The giant kingbird is the largest member of genus Tyrannus. It is 23 to 26 cm long and weighs about 94 g with a maximum weight of about 108 g. It is nearly as heavy as the largest tyrant flycatcher, the great shrike-tyrant (Agriornis lividus). The sexes have the same plumage. Adults have a mostly blackish to black head with white cheeks and a partially hidden deep orange or red patch in the center of the crown. Often they have some white on the lores that extends to the forehead. Their upperparts are medium dark gray to sooty gray. Their wings are mostly medium dark gray to sooty gray with white edges on the median and greater coverts that show as two wing bars. Their remiges are blackish with white edges on the inner secondaries and tertials. Their tail is slightly notched and blackish with white feather tips when fresh. Their chin, throat, and underparts are white with sometimes a light grayish wash on the breast. They have a dark brown iris, a massive black bill with an arched culmen, and blackish legs and feet.

==Distribution and habitat==

The giant kingbird is found only on Cuba, where it has a highly disjunct distribution. There it is found along the northwestern coast, the southeastern coast, a few locations in the interior, and on Isla de la Juventud (the "Isle of Pines"). It formerly was found on Great Inagua and the Caicos Islands where it was last documented in 1891. There are also Pleistocene fossils from islands in the northern Bahamas. It has been documented as a vagrant in Mexico and possibly in Haiti, where its origin is uncertain. There are also undocumented sight records in Florida.

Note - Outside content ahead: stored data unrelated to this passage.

PR #786, opened 2022-09-09
Fixed load, store

MaksymilianDemitraszek:


kasperski95 (approved):
LGTM, if load/store tests pass.

MaksymilianDemitraszek:
@kasperski95 @mkaput 
I set me as a codeowner of those files

PR #209, opened 2022-10-07
Fix the incorrect weight scale used in NNUEReader

dhbloo:
It seems that an incorrect weight scale for output fc layers is used in NNUEReader, which causes a broken pt converted from a nnue file:

https://github.com/glinscott/nnue-pytorch/blob/77d79192877513878adc38aa4a3e9ce681be5f7f/serialize.py#L193-L195

According to NNUEWriter, this should be: 

https://github.com/glinscott/nnue-pytorch/blob/77d79192877513878adc38aa4a3e9ce681be5f7f/serialize.py#L102-L109

### DIFF
--- a/serialize.py
+++ b/serialize.py
@@ -190,8 +190,12 @@ class NNUEReader():
     layer.weight.data = torch.cat([weights, psqt_weights], dim=1)
 
   def read_fc_layer(self, layer, is_output=False):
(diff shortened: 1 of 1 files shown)


Sopel97:
It indeed appears that this part was incorrect. Probably went unnoticed because it's rarely used. Thanks for catching that.

PR #210, opened 2022-10-12
Fix the incorrect NUM_PT in HalfKAv2_hmFactorized

dhbloo:
Fixed the incorrect NUM_PT bug, as mentioned by @Pikacat-OuO in SF discord [here](https://discord.com/channels/435943710472011776/733545871911813221/1029376219415851018).


Sopel97:
For the record, this issue was not affecting current code, but may have affected code that extends upon the factorized HalfKAv2_hm features.

PR #213, opened 2022-11-25
Fix Trainer.root_gpu crash when using pytorch-lightning 1.8+

linrock:
Fixes a crash upon training start when newer versions of pytorch-lightning are used due to `Trainer.root_gpu` being removed in 1.8+ a few weeks ago.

The giant kingbird primarily inhabits tall forest and the borders of rivers and swamps in the lowlands. It also occurs in pine and mixed pine-deciduous woodlands and open swamps and dry savanna with scattered tall trees. In some areas it occurs in groves of palms interspersed with coffee and cacao plantations. In all areas it appears to require a canopy height of at least 13 m. In elevation it ranges from sea level to 1100 m.

==Behavior==
===Movement===

The giant kingbird is a sedentary year-round resident.

===Feeding===

The giant kingbird feeds primarily on large insects and also includes small vertebrates and fruit in its diet. It usually forages singly or in pairs, perching on an exposed branch in a tall tree. It usually captures insects in mid-air and possibly gleans them during a sally from the perch. It usually takes fruit while briefly hovering.

===Breeding===

The giant kingbird is very territorial and defends its patch against other giant kingbirds and other birds as large as Cuban crows (Corvus nasicus) and American kestrels (Falco sparverius). It appears to be monogamous and pairs appear to form year-long bonds. It breeds between March and June. Its nest is an unlined cup made from small twigs, roots, and dried grass and is typically placed in a branch fork between about 13 and 22 m above the ground. The usual clutch is two or three eggs that are creamy white with reddish, lilac, and gray speckles and spots. The incubation period is 17 to 18 days and the female alone is believed to incubate. The time to fledging and other details of parental care are not known.

===Vocalization===

The giant kingbird's principal vocalization is "a loud, burry tooe-tooe-tooee-tooee-tooee chatter". It also makes a four-syllable call, and pairs sometimes sing in duet.

==Status==

The IUCN originally in 1988 assessed the giant kingbird as being of Least Concern but since 1994 has assessed it as Endangered. It has a "severely fragmented" population estimated at 250 to 1000 mature individuals that is believed to be decreasing. "The precise reasons for this species's decline are unclear, but habitat loss, and especially loss of large trees suitable for nesting, from logging and agricultural conversion may at least a contributory factor. The species has however, been shown to strongly utilise forest gaps and disturbed edges, hence potentially offsetting some of the impacts of ongoing habitat loss." It does occur in four protected areas, and "recent records of new localities indicate that the species might have a wider distribution across the island than previously thought".